### RECORDS FOR THIS TASK
►
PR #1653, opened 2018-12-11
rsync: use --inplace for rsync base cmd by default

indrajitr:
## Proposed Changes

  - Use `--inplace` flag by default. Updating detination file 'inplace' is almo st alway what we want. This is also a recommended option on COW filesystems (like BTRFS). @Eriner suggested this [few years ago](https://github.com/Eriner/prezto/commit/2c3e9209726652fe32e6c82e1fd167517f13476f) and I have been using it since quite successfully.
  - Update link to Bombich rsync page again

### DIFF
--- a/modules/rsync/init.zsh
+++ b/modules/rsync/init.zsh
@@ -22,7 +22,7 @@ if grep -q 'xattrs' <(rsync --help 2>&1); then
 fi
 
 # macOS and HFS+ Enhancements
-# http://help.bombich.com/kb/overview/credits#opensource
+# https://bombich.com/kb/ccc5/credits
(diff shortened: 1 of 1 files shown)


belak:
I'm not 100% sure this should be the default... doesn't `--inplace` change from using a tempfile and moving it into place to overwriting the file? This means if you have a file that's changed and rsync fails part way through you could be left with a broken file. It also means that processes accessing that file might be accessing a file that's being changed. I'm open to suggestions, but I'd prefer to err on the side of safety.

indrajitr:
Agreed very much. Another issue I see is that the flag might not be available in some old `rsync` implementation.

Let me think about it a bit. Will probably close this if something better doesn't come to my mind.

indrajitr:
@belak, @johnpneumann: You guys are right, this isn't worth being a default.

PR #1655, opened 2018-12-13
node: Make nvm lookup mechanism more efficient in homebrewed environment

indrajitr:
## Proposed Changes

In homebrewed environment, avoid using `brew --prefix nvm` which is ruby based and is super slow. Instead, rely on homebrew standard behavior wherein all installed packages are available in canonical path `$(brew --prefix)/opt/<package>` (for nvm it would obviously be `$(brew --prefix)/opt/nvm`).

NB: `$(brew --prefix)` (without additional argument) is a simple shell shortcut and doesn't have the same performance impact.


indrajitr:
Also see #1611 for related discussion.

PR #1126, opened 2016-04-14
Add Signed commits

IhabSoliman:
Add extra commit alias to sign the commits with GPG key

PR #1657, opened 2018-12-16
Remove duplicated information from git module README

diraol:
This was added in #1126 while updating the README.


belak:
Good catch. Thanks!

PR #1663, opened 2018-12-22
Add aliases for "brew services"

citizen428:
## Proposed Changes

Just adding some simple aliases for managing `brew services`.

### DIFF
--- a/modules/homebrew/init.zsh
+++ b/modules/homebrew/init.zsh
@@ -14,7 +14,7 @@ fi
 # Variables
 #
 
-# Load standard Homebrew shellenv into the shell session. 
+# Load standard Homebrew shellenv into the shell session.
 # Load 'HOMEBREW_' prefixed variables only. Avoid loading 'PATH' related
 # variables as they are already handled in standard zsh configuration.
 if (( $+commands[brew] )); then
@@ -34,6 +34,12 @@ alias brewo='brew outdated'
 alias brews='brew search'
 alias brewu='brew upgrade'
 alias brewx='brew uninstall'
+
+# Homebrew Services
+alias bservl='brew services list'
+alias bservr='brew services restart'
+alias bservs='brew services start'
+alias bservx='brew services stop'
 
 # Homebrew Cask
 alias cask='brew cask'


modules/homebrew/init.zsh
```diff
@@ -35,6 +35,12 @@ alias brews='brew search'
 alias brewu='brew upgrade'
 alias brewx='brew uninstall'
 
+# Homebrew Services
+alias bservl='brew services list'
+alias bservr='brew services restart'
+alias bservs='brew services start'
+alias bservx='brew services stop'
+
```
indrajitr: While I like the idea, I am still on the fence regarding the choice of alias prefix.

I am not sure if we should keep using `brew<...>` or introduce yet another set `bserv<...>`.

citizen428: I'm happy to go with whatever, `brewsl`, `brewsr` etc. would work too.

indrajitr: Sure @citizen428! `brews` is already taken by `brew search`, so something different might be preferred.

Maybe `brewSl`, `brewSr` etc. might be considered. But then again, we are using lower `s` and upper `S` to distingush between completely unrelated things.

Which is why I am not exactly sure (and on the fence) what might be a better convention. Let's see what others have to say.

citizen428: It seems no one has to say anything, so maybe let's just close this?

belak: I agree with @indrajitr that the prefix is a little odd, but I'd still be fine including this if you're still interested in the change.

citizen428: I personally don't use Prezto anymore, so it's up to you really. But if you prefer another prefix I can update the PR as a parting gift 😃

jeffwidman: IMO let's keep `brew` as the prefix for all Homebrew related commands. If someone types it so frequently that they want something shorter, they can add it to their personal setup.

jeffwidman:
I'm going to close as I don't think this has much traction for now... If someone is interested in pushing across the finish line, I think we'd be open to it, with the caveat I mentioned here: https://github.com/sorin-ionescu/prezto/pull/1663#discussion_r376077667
◄
### ASSIGNMENT
Please copy every line in the entries where "jeffwidman" appears.

### YOUR RESPONSE
jeffwidman: IMO let's keep `brew` as the prefix for all Homebrew related commands. If someone types it so frequently that they want something shorter, they can add it to their personal setup.
jeffwidman:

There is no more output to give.